§ **Information supplied**:
PR #95, opened 2020-05-06
UI/UX Improvements in visuals and dev cycle

philnelson:
So far this PR does the following:

* Implements helper functions to draw nice labels and bounding boxes.
* Implements new display for mobilenet labeled objects which uses the aforementioned helper functions, it looks like this:

Screen Shot 2020-05-06 at 5 10 36 PM

* Add note about needing to use --clean on build commands after updates.
* Improves clarity of a few code comments
* Adds a python requirements file
* Resizes and repositions the FPS counter

PR #101, opened 2020-05-08
Revert "UI/UX Improvements in visuals and dev cycle"

Luxonis-Brandon:
Reverts luxonis/depthai#95

This does not work with `-bb` on `depth_sipp`:
`python3 test.py -s metaout previewout depth_sipp,5 -bb`

image

So just reverting for now until we get it compatible there.

### DIFF
--- a/README.md
+++ b/README.md
@@ -6,8 +6,6 @@ __Documentation is available at [https://docs.luxonis.com](https://docs.luxonis.
 
 ## Python modules
 
-DepthAI requites [numpy](https://numpy.org/) and [opencv-python](https://pypi.org/project/opencv-python/). To get the versions of these packages you need for DepthAI, use pip: `pip install -r requirements.txt`
-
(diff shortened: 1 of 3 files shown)


Luxonis-Brandon:
image
Here's after the revert.  Going to just merge this real quick as we are needing this overlay for a demo.

philnelson:
Huh- why are we defining the bounding box differently when using depth_sipp? Should've tested, my bad.

Luxonis-Brandon:
You’re good man!  I knew about this feature and totally forgot to mention it test it etc. even though I fully knew about it.  

So the why is with pulling depth to calculate xyz information of the object there’s this variable padding_factor which lets you decide what portion of the object detector bounding box is used to calculate object depth.  And it’s useful to display that inner box so you can see if it’s working correctly for your object of interest. 

I totally forgot about this when discussing the changes to the UI.  My bad.

PR #102, opened 2020-05-09
When max_fps is requested, drop frames based on sequence number 

### LINKED ISSUE #98: calibrate.py sometimes does nothing when hitting space bar

szabi-luxonis:
When max_fps is requested, drop frames based on sequence number rather than arrival time.
Fixes #98

### DIFF
--- a/README.md
+++ b/README.md
@@ -6,15 +6,19 @@ __Documentation is available at [https://docs.luxonis.com](https://docs.luxonis.
 
 ## Python modules
 
+DepthAI requites [numpy](https://numpy.org/) and [opencv-python](https://pypi.org/project/opencv-python/). To get the versions of these packages you need for DepthAI, use pip: `pip install -r requirements.txt`
+
 Files with `.so` extension are the python modules:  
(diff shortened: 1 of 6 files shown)


Luxonis-Brandon:
Ah sweet thanks!  

So as you mention this should address the issue we’re seeing with calibrate.py when limiting the framerate.

szabi-luxonis:
Yes, just reverted commit that removed limiting on embedded, it's back to 10 fps for calibrate.py.
Also, max_fps is consistent now, if you request 20 fps, you receive 20.

Luxonis-Brandon:
Oh double-sweet thanks!

szabi-luxonis:
Combining with : https://github.com/luxonis/depthai-api/pull/18/commits/dbb699672a966b29dd45bb582b6918dc25dc6879
on another PR, will also get rid of data queue full messages.

PR #104, opened 2020-05-12
Python3 shebang line; executable permission for python scripts

szabi-luxonis:
To avoid problems with wrong environment/python version this PR adds possibility to run scripts with any of the following commands:
python depthai.py
python3 depthai.py
./depthai.py
Tested on Linux.

### DIFF
--- a/calibrate.py
+++ b/calibrate.py
@@ -1,3 +1,5 @@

§ **Task details**:
Each line of the material that contains the string "bounding" has to be copied out.

§ **Task response**:
* Implements helper functions to draw nice labels and bounding boxes.
Huh- why are we defining the bounding box differently when using depth_sipp? Should've tested, my bad.
So the why is with pulling depth to calculate xyz information of the object there’s this variable padding_factor which lets you decide what portion of the object detector bounding box is used to calculate object depth.  And it’s useful to display that inner box so you can see if it’s working correctly for your object of interest. 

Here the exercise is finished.